__REQUIRED ACTION__
Repeat all the data word for word.
(DATA IN THIS EXERCISE)
PR #4083, opened 2026-07-29
Fix TextRuntime.OutlineColor defaulting to transparent, hiding SkiaGum halo

### LINKED ISSUE #4077: SkiaGum OutlineThickness halo doesn't render live on SilkNetGum
`OutlineThickness` (both the pre-existing whole-string property and the new per-run `[OutlineThickness=N]` BBCode tag from #4037/#4075) doesn't render visibly in `Samples/SilkNetGum/SilkNetGumSample`'s live window.

## Verified working, not the cause
- Style/data model: `Style.HaloWidth`/`HaloColor` compute correctly (unit tests).
- Full render pipeline on headless CPU raster: `GumService` -> `TextRuntime` -> `GraphicalUiElement` -> `Text.Render` produces the outline correctly (confirmed with a throwaway pixel-count test: 1159 outline-colored pixels for a 60pt glyph with a 6px outline).
- Stale build/package: `SilkNetGum.csproj` had its own un-patched `Topten.RichTextKit` reference (fixed in #4075) -- confirmed the correct patched DLL builds and loads (byte-size match against the vendored package), confirmed after a full clean rebuild (bin/obj + build-server cleared). Still not visible live.

## Not yet ruled out
- Something specific to SilkNetGum's live GPU-backed (OpenGLES/ANGLE) Skia canvas vs. the CPU-raster `SKSurface` the headless tests/GumService.Draw() calls use.
- Something in SilkNetGum's own per-frame canvas setup (`Samples/SilkNetGum/SilkNetGumSample/Program.cs`) not exercised by a headless `GumService.Draw()` call.

## Repro
Run `Samples/SilkNetGum/SilkNetGumSample`, open the Text screen, look at "I am text with OutlineThickness = 2" (pre-existing, no BBCode involved) or the "outlined" word in the shared BBCode demo line. Neither shows an outline.

vchelaru:
Closes #4077

Not a GPU/ANGLE bug. `TextRuntime`'s `_outlineColor` backing field (Skia-only) had no initializer, defaulting to fully transparent instead of matching `SkiaGum.Text`'s own opaque-black constructor default. `SystemManagers.UpdateFonts` pushes `OutlineColor` down to the contained `Text` renderable unconditionally whenever `UpdateToFontValues` runs, including as a side effect of setting `OutlineThickness` alone. So setting only `OutlineThickness` (the common case, and what every affected demo does) silently clobbered the renderable's real default to transparent, and RichTextKit's `Style.HaloColor != SKColor.Empty` gate skipped the halo draw entirely.

Confirmed by instrumenting the real render path live on SilkNetGumSample's ANGLE/D3D11 GPU-backed canvas (not just headless CPU raster) -- the halo draw call itself was never reached because `Style.HaloColor` was `#00000000`.

Fix: initialize `_outlineColor` to `SKColors.Black`.

Also adds a screenshot-capture mode to SilkNetGumSample (`GUM_SCREENSHOT_PATH`/`GUM_SCREENSHOT_SCREEN` env vars): snapshots the live GPU-backed surface to a PNG and exits. This is what let me verify a GPU-specific rendering bug without a human watching the window, and it's reusable for any future SilkNetGum rendering issue.

## Test plan
- [x] New unit test (`OutlineThickness_SetWithoutOutlineColor_ShouldNotClobberContainedTextOutlineColorToTransparent`) reproduces the bug through `TextRuntime` (not the renderable directly, which is why existing tests missed it), red before the fix, green after.
- [x] `SkiaGum.Tests` full suite green (393/393).
- [x] `MonoGameGum.Tests` TextRuntime tests green (88/88), `KniGum`/`RaylibGum` build clean (change is `#if SKIA`-gated, no other backend affected).
- [x] Manual: `SilkNetGumSample`'s Text screen, before/after screenshots on the real ANGLE/D3D11 GPU-backed surface -- "outlined" (per-run tag), "Shadow and outline", and "I am text with OutlineThickness = 2" all show the black outline now.

Manual test: needed -- VS is open on `Samples/SilkNetGum/SilkNetGumSample.sln`. Run it, go to the Text screen, and confirm the outline shows on "outlined", "Shadow and outline", and "I am text with OutlineThickness = 2".

FRB canary: not needed -- change is `#if SKIA`-gated in a source file also compiled for FRB1, but the touched code path (`_outlineColor` field initializer) is inside the same `#if SKIA` block already, so FRB (XNALIKE) compiles the untouched branch.

### DIFF
--- a/MonoGameGum/GueDeriving/TextRuntime.cs
+++ b/MonoGameGum/GueDeriving/TextRuntime.cs
@@ -414,7 +414,13 @@ public class TextRuntime : InteractiveGue
     }
 
 #if SKIA
-    Color _outlineColor;
+    // Defaults to opaque black (not default(Color), which is fully transparent) to match
+    // SkiaGum.Text's own constructor default -- UpdateFonts pushes this to the contained Text
+    // unconditionally whenever UpdateToFontValues runs, including as a side effect of setting only
+    // OutlineThickness, so an uninitialized transparent default silently clobbered Text's halo
+    // color and made RichTextKit's `Style.HaloColor != SKColor.Empty` gate skip the halo draw
+    // entirely (issue #4077).
+    Color _outlineColor = SkiaSharp.SKColors.Black;
     /// <summary>
     /// The color of the outline drawn when <see cref="OutlineThickness"/> is greater than zero.
     /// Skia-only: MonoGame/Raylib bake the outline into the font atlas at generation time and expose
--- a/Runtimes/SkiaGum/Renderables/Text.cs
+++ b/Runtimes/SkiaGum/Renderables/Text.cs
@@ -1462,7 +1462,12 @@ public class Text : IRenderableIpso, IVisible, IFormsText, ICloneable
             // per-run halo is used directly, which is also what makes per-run [OutlineThickness]
             // possible (issue #4037) -- RichTextKit paints per-run halo natively in one pass.
             HaloWidth = outlineThickness > 0 ? outlineThickness * 2f : 0f,
-            HaloColor = OutlineColor,
+            // RichTextKit's halo gate (`Style.HaloColor != SKColor.Empty`) ignores HaloWidth, and a
+            // Stroke-style SKPaint with StrokeWidth 0 draws as a 1px hairline instead of nothing -- so
+            // passing OutlineColor through unconditionally drew a thin outline on every glyph whenever
+            // OutlineColor was non-transparent, even with no outline requested (issue #4077 follow-up).
+            // Suppress to Empty whenever there's no actual outline thickness.
+            HaloColor = outlineThickness > 0 ? OutlineColor : SKColor.Empty,
         };
 
         return (style, text, xOffset, yOffset);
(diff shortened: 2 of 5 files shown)


vchelaru:
Also fixed `BoldWeight`: same unconditional-push bridge in `SystemManagers.UpdateFonts` recomputed it from `IsBold` (`IsBold ? 1.5f : 1.0f`) instead of forwarding the stored value, so any custom weight outside {1.0, 1.5} got silently reset on the next unrelated font-property change. Added a red-then-green test and forwarded the stored value instead.

vchelaru:
Caught a regression from my first commit here: making `OutlineColor` default to opaque black exposed a separate latent bug -- RichTextKit's halo gate only checks `HaloColor != Empty`, ignoring `HaloWidth`, and a 0-width Stroke paint draws a 1px hairline instead of nothing. So default text (`OutlineThickness=0`) started showing a thin outline on every glyph. Fixed by suppressing `HaloColor` to `Empty` in `BuildRunStyle` whenever `OutlineThickness <= 0`. Added a red-then-green test (`OutlineThickness_Default_ShouldNotEmitHalo`) and re-verified on the live ANGLE/D3D11 surface -- default text is clean again, requested outlines still render.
(End DATA IN THIS EXERCISE)
__RESPONSE TO THIS EXERCISE__
PR #4083, opened 2026-07-29
Fix TextRuntime.OutlineColor defaulting to transparent, hiding SkiaGum halo

### LINKED ISSUE #4077: SkiaGum OutlineThickness halo doesn't render live on SilkNetGum
`OutlineThickness` (both the pre-existing whole-string property and the new per-run `[OutlineThickness=N]` BBCode tag from #4037/#4075) doesn't render visibly in `Samples/SilkNetGum/SilkNetGumSample`'s live window.

## Verified working, not the cause
- Style/data model: `Style.HaloWidth`/`HaloColor` compute correctly (unit tests).
- Full render pipeline on headless CPU raster: `GumService` -> `TextRuntime` -> `GraphicalUiElement` -> `Text.Render` produces the outline correctly (confirmed with a throwaway pixel-count test: 1159 outline-colored pixels for a 60pt glyph with a 6px outline).
- Stale build/package: `SilkNetGum.csproj` had its own un-patched `Topten.RichTextKit` reference (fixed in #4075) -- confirmed the correct patched DLL builds and loads (byte-size match against the vendored package), confirmed after a full clean rebuild (bin/obj + build-server cleared). Still not visible live.

## Not yet ruled out
- Something specific to SilkNetGum's live GPU-backed (OpenGLES/ANGLE) Skia canvas vs. the CPU-raster `SKSurface` the headless tests/GumService.Draw() calls use.
- Something in SilkNetGum's own per-frame canvas setup (`Samples/SilkNetGum/SilkNetGumSample/Program.cs`) not exercised by a headless `GumService.Draw()` call.

## Repro
Run `Samples/SilkNetGum/SilkNetGumSample`, open the Text screen, look at "I am text with OutlineThickness = 2" (pre-existing, no BBCode involved) or the "outlined" word in the shared BBCode demo line. Neither shows an outline.

vchelaru:
Closes #4077

Not a GPU/ANGLE bug. `TextRuntime`'s `_outlineColor` backing field (Skia-only) had no initializer, defaulting to fully transparent instead of matching `SkiaGum.Text`'s own opaque-black constructor default. `SystemManagers.UpdateFonts` pushes `OutlineColor` down to the contained `Text` renderable unconditionally whenever `UpdateToFontValues` runs, including as a side effect of setting `OutlineThickness` alone. So setting only `OutlineThickness` (the common case, and what every affected demo does) silently clobbered the renderable's real default to transparent, and RichTextKit's `Style.HaloColor != SKColor.Empty` gate skipped the halo draw entirely.

Confirmed by instrumenting the real render path live on SilkNetGumSample's ANGLE/D3D11 GPU-backed canvas (not just headless CPU raster) -- the halo draw call itself was never reached because `Style.HaloColor` was `#00000000`.

Fix: initialize `_outlineColor` to `SKColors.Black`.

Also adds a screenshot-capture mode to SilkNetGumSample (`GUM_SCREENSHOT_PATH`/`GUM_SCREENSHOT_SCREEN` env vars): snapshots the live GPU-backed surface to a PNG and exits. This is what let me verify a GPU-specific rendering bug without a human watching the window, and it's reusable for any future SilkNetGum rendering issue.

## Test plan
- [x] New unit test (`OutlineThickness_SetWithoutOutlineColor_ShouldNotClobberContainedTextOutlineColorToTransparent`) reproduces the bug through `TextRuntime` (not the renderable directly, which is why existing tests missed it), red before the fix, green after.
- [x] `SkiaGum.Tests` full suite green (393/393).
- [x] `MonoGameGum.Tests` TextRuntime tests green (88/88), `KniGum`/`RaylibGum` build clean (change is `#if SKIA`-gated, no other backend affected).
- [x] Manual: `SilkNetGumSample`'s Text screen, before/after screenshots on the real ANGLE/D3D11 GPU-backed surface -- "outlined" (per-run tag), "Shadow and outline", and "I am text with OutlineThickness = 2" all show the black outline now.

Manual test: needed -- VS is open on `Samples/SilkNetGum/SilkNetGumSample.sln`. Run it, go to the Text screen, and confirm the outline shows on "outlined", "Shadow and outline", and "I am text with OutlineThickness = 2".

FRB canary: not needed -- change is `#if SKIA`-gated in a source file also compiled for FRB1, but the touched code path (`_outlineColor` field initializer) is inside the same `#if SKIA` block already, so FRB (XNALIKE) compiles the untouched branch.

### DIFF
--- a/MonoGameGum/GueDeriving/TextRuntime.cs
+++ b/MonoGameGum/GueDeriving/TextRuntime.cs
@@ -414,7 +414,13 @@ public class TextRuntime : InteractiveGue
     }
 
 #if SKIA
-    Color _outlineColor;
+    // Defaults to opaque black (not default(Color), which is fully transparent) to match
+    // SkiaGum.Text's own constructor default -- UpdateFonts pushes this to the contained Text
+    // unconditionally whenever UpdateToFontValues runs, including as a side effect of setting only
+    // OutlineThickness, so an uninitialized transparent default silently clobbered Text's halo
+    // color and made RichTextKit's `Style.HaloColor != SKColor.Empty` gate skip the halo draw
+    // entirely (issue #4077).
+    Color _outlineColor = SkiaSharp.SKColors.Black;
     /// <summary>
     /// The color of the outline drawn when <see cref="OutlineThickness"/> is greater than zero.
     /// Skia-only: MonoGame/Raylib bake the outline into the font atlas at generation time and expose
--- a/Runtimes/SkiaGum/Renderables/Text.cs
+++ b/Runtimes/SkiaGum/Renderables/Text.cs
@@ -1462,7 +1462,12 @@ public class Text : IRenderableIpso, IVisible, IFormsText, ICloneable
             // per-run halo is used directly, which is also what makes per-run [OutlineThickness]
             // possible (issue #4037) -- RichTextKit paints per-run halo natively in one pass.
             HaloWidth = outlineThickness > 0 ? outlineThickness * 2f : 0f,
-            HaloColor = OutlineColor,
+            // RichTextKit's halo gate (`Style.HaloColor != SKColor.Empty`) ignores HaloWidth, and a
+            // Stroke-style SKPaint with StrokeWidth 0 draws as a 1px hairline instead of nothing -- so
+            // passing OutlineColor through unconditionally drew a thin outline on every glyph whenever
+            // OutlineColor was non-transparent, even with no outline requested (issue #4077 follow-up).
+            // Suppress to Empty whenever there's no actual outline thickness.
+            HaloColor = outlineThickness > 0 ? OutlineColor : SKColor.Empty,
         };
 
         return (style, text, xOffset, yOffset);
(diff shortened: 2 of 5 files shown)


vchelaru:
Also fixed `BoldWeight`: same unconditional-push bridge in `SystemManagers.UpdateFonts` recomputed it from `IsBold` (`IsBold ? 1.5f : 1.0f`) instead of forwarding the stored value, so any custom weight outside {1.0, 1.5} got silently reset on the next unrelated font-property change. Added a red-then-green test and forwarded the stored value instead.

vchelaru:
Caught a regression from my first commit here: making `OutlineColor` default to opaque black exposed a separate latent bug -- RichTextKit's halo gate only checks `HaloColor != Empty`, ignoring `HaloWidth`, and a 0-width Stroke paint draws a 1px hairline instead of nothing. So default text (`OutlineThickness=0`) started showing a thin outline on every glyph. Fixed by suppressing `HaloColor` to `Empty` in `BuildRunStyle` whenever `OutlineThickness <= 0`. Added a red-then-green test (`OutlineThickness_Default_ShouldNotEmitHalo`) and re-verified on the live ANGLE/D3D11 surface -- default text is clean again, requested outlines still render.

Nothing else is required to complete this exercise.